## [Task statement]
Please copy out the lines in the entries that contain "happens".

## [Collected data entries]

*-*-*

Issue #13084, opened 2023-02-09
[Feature request] Solution to the "lost panel" problem


alankilborn:
### Description of the Issue
Sometimes panels seemingly get "lost" in Notepad++.
Typically this happens with the _Search results_ window/panel.
The size of the window is reduced (somehow) to zero or near zero, and the user can no longer locate the panel.
Users seek technical support when this happens, resulting in a cumbersome and raw "edit the config file" approach to solution, meaning restoration to a viewable and workable size.

It would be nice if some means for locating such a "lost" window were available in the Notepad++ UI itself; perhaps some sort of minimal size limit, or perhaps a command to provide more size to a suspected lost panel.  We leave it to Notepad++ devs to come up with the best solution.

More discussion on this problem is located in the Community site, including ideas for solutions, [HERE](https://community.notepad-plus-plus.org/topic/23344/).

### Debug Information
Comments based on behavior observed in Notepad++ 8.4.8.

Slayer95:
This is a bug happening since at least 8.4.2. <i>Sometimes</i>, a ``Search All`` execution will suddenly fail and subsequent fails will too.

pryrt:
To the Developers: [here's another report](https://community.notepad-plus-plus.org/topic/24588/find-all-in-all-open-documents-simply-closes-find-window-without-results) in the forum

A possible practical and simple solution: Add a **View** menu command called **Reset Docking Panel Sizes** which would take all four docking panel edges immediately back to their default width -- that would then immediately show any Panels that had been hidden because they were 0 pixels.  Or call it **Reset Any Tiny Docking Panels** which would only change Panels sizes that were 10pixels or fewer.  Or something.

Slayer95:
Since these reports didn't exist before, it's reasonable to hypothesize that something has gone wrong in the software side, rather than suddenly developers becoming dumb and triggering these "accidents".

Last time this happened, I couldn't reproduce your fixing steps as shown in the images posted, but editing the config manually did work. Note, however, that I _can_ use the mouse resize a normally-working search results panel to 0, and back to normal.

pryrt:
> Since these reports didn't exist before

[...]

PR #14356, opened 2023-11-15
Fix possible PluginsManager FindClose WINAPI errors

xomx:
Otherwise the ERROR_INVALID_HANDLE (0x6) can be triggered.

@donho 
I got these (potentially harmless) ERROR_INVALID_HANDLE during my plugin-loading debugging (test for the DockingManager "lost panel" problem: https://github.com/notepad-plus-plus/notepad-plus-plus/issues/13084#issuecomment-1789040331 ).

I do not think that this fix deserves its own separate issue report, but if you think otherwise, I will add also the the corresponding issue.(?)


donho:
@xomx 
Thank you for fixing it.

> I do not think that this fix deserves its own separate issue report

Agree, it's not necessary to open an issue for that.

PR #14359, opened 2023-11-16
Fix DELETE key not working in multi-editing

donho:
Ref: https://github.com/notepad-plus-plus/notepad-plus-plus/pull/14338#issuecomment-1813006657

### DIFF
--- a/PowerEditor/src/ScintillaComponent/ScintillaEditView.cpp
+++ b/PowerEditor/src/ScintillaComponent/ScintillaEditView.cpp
@@ -532,6 +532,50 @@ LRESULT ScintillaEditView::scintillaNew_Proc(HWND hwnd, UINT Message, WPARAM wPa
 						                                              // https://sourceforge.net/p/scintilla/bugs/2412/
 						break;
 
+					case VK_DELETE:
+					{
+						SHORT ctrl = GetKeyState(VK_CONTROL);
+						SHORT alt = GetKeyState(VK_MENU);
+						SHORT shift = GetKeyState(VK_SHIFT);
+						
+						if (!(shift & 0x8000) && !(ctrl & 0x8000) && !(alt & 0x8000)) // DEL + Column-edit
+						{
+							size_t nbSelections = execute(SCI_GETSELECTIONS);
+							if (nbSelections > 1)
+							{
+								execute(SCI_BEGINUNDOACTION);
+								for (size_t i = 0; i < nbSelections; ++i)
+								{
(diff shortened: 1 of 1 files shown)


donho:
@CennoxX @vinsworldcom
It should fix the issue found here https://github.com/notepad-plus-plus/notepad-plus-plus/pull/14338#issuecomment-1813006657 by @CennoxX .

vinsworldcom:
It seems to fix the Del and Backspace issue for me!

You are a rock star!

Cheers.

CennoxX:
Hi @donho, this does work at the line end with <kbd>delete</kbd>, but it doesn't work for <kbd>backspace</kbd> at the line start, if I use <kbd>alt</kbd> and the curser to drag a multi cursor at the beginning of a line.

This only works, if I pressed enter before, or if the cursors were set with <kbd>ctrl</kbd> and individual clicks.
output2

donho:
@CennoxX 
Fixed in https://github.com/notepad-plus-plus/notepad-plus-plus/commit/b24734df8ff1c0b1d4f033f3fb78089301a2e9bc (in master)
Could you check it?

CennoxX:
It's working.
Thank you for these excellent improvements to an already great tool!

PowerEditor/src/ScintillaComponent/ScintillaEditView.cpp
```diff
@@ -532,6 +532,50 @@ LRESULT ScintillaEditView::scintillaNew_Proc(HWND hwnd, UINT Message, WPARAM wPa
...
+									LRESULT posStart = execute(SCI_GETSELECTIONNSTART, i);
+									LRESULT posEnd = execute(SCI_GETSELECTIONNEND, i);
+									if (posStart != posEnd)
+									{
+										replaceTarget(L"", posStart, posEnd);
+									}
+									else // posStart == posEnd)
+									{
+										char eolStr[3];
+										Sci_TextRange tr;
```
chcg, line 558: @donho Shouldn't be Sci_TextRangeFull used instead of deprecated Sci_TextRange? Together with the corresponding SCI_GETTEXTRANGEFULL.

donho: @chcg 
You are absolutely right!
https://github.com/notepad-plus-plus/notepad-plus-plus/commit/8ae049afbcfa4d37ec5abd81e2df8bf92af1b7d0

PR #14360, opened 2023-11-17
[xml] Update czech.xml to v8.5.9

xomx:


xomx:
@donho 
Now there is one duplicate message in the English master:
https://github.com/notepad-plus-plus/notepad-plus-plus/blob/24af65c6020757c8cf21e137906f6a6c5b40b6e3/PowerEditor/installer/nativeLang/english.xml#L1393
https://github.com/notepad-plus-plus/notepad-plus-plus/blob/24af65c6020757c8cf21e137906f6a6c5b40b6e3/PowerEditor/installer/nativeLang/english.xml#L1496

donho:
@xomx 
Thank you for finding the redundant entry!
Fixed in https://github.com/notepad-plus-plus/notepad-plus-plus/commit/faba181e8fe7605dbff9ffc3d617f5306d9a1376.

PR #15280, opened 2024-06-13
Make install/update easy & quiet

donho:
Add command line parameter "/runNppAfterSilentInstall" for Notepad++ installer. This parameter launches installed Notepad++ after silent installation. Of course, the parameter takes effect only when "/S" (silent installation) is used.

Fix partially #8514, follow up #15230

### DIFF
--- a/PowerEditor/installer/nppSetup.nsi
+++ b/PowerEditor/installer/nppSetup.nsi
@@ -90,6 +90,7 @@ page Custom ExtraOptions
 !define MUI_FINISHPAGE_RUN_FUNCTION "LaunchNpp"
 !insertmacro MUI_PAGE_FINISH
 
+
 !insertmacro MUI_UNPAGE_CONFIRM
 !define MUI_PAGE_CUSTOMFUNCTION_SHOW "un.CheckIfRunning"
 !insertmacro MUI_UNPAGE_INSTFILES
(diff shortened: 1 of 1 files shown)


xstaindx:
If I was to deploy this version of your software with automation tools that use SYSTEM for the install with these new comamndl ines, would these launch the software in the SYSTEM context after install in Session 0 or would it be launched into the logged on user in Session 1?  I would think session 1 would be bad.

donho:
No idea about concept of session 0 or of session 1.
It's launched under the accound of user.

xstaindx:
I would strongly suggest that you do not allow a silent install to launch in the context of the user who installed it if the installation is SYSTEM. (like through tools such as SCCM, BIGFIX, Tanium or others)  You end up leaving an open session that a user cannot access that has SYSTEM rights, nor can user see or interact with.

xstaindx:
> No idea about concept of session 0 or of session 1. It's launched under the accound of user.

https://techcommunity.microsoft.com/t5/ask-the-performance-team/sessions-desktops-and-windows-stations/ba-p/372473

schenardie:
Is there a way that /runNppAfterSilentInstall will only run if /closeRunningNpp is also called? I would like to automatically re-open npp only if the installation closed it, but if it was already closed it should not open it.

xomx:
@schenardie 

> I would like to automatically re-open npp only if the installation closed it, but if it was already closed it should not open it.

In the upcoming N++ version, there will be new installer param `/relaunchNppAfterSilentInstall` for it (for details check the current PR [#16626](https://github.com/notepad-plus-plus/notepad-plus-plus/pull/16626#discussion_r2155473082) which added option to auto-update N++ also at its exit)

PR #15286, opened 2024-06-13
Add dark mode search results panel tab bar icon

ozone10:
ref #14959


ozone10:
ico is placeholder, waiting for @WildByDesign

PR #15289, opened 2024-06-14
Make panel tabbar icons using BMP use transparency

ozone10:
- modify standard ico files to use transparency

ref #14959


ozone10:
@donho 
there is small regression with https://github.com/notepad-plus-plus/notepad-plus-plus/commit/f2fbeadfea670b0001f3b44e3156fd5022daf71a and https://github.com/notepad-plus-plus/notepad-plus-plus/commit/f37f2d0ffeb5e75aea6d54806b06b0f0e112aa87

`LoadIconWithScaleDown` scale better with for dpi, but has worse support for transparency. Icon needs to be already transparent. Unlike `LoadImage` with flags `LR_LOADMAP3DCOLORS | LR_LOADTRANSPARENT` which allows to fake transparency.

So I have modified standard icons to have "true" transparency.

Similar to`LoadIconWithScaleDown`, `DrawIconEx` also needs that loaded `HICON` already has transparency,
Because this mainly affect plugins, ImageList is used to get modified `HICON` with fake transparency.

donho:
@ozone10 
Really, except few ico (for example: filebrowser.ico), I cannot see the regression in the other icons.
But since the icons' size are reduced, it's good that you change them.

BTW, which software do you use for modifying the icons?

ozone10:
@donho 
>Really, except few ico (for example: filebrowser.ico), I cannot see the regression in the other icons.
>But since the icons' size are reduced, it's good that you change them.

For some of them it's more noticeable, when switching from light mode to dark mode. I also enlarged some of them to size 16x16.

 >BTW, which software do you use for modifying the icons?

Simple MS Paint for modification and saving them as PNG. Then usually python script to save them as ICO with PNG.
Or for quick modification https://redketchup.io/.

WildByDesign:
@ozone10 @donho For PNG to ICO, there is also a really nice CLI program (https://github.com/J-Siu/go-png2ico) that does the correct format. It can be used by itself from the command line quite simply, but also I have it scripted with PowerShell to create arrays of all of the PNG file names to make everything automated when doing many icons.

donho:
@ozone10 
> Simple MS Paint for modification

LOL! I use it all the time, and I bet a lot of devs use it instead of PhotoShop :)

> Or for quick modification https://redketchup.io/

I will try it in the future. Thank you!

@WildByDesign 
> For PNG to ICO, there is also a really nice CLI program (https://github.com/J-Siu/go-png2ico) that does the correct format.

Downloaded, thank you!

ozone10:
> LOL! I use it all the time, and I bet a lot of devs use it instead of PhotoShop :)

MS even added new features to it, e.g. layers, remove background, ...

*-*-*

## [Response to the task]
Typically this happens with the _Search results_ window/panel.
Users seek technical support when this happens, resulting in a cumbersome and raw "edit the config file" approach to solution, meaning restoration to a viewable and workable size.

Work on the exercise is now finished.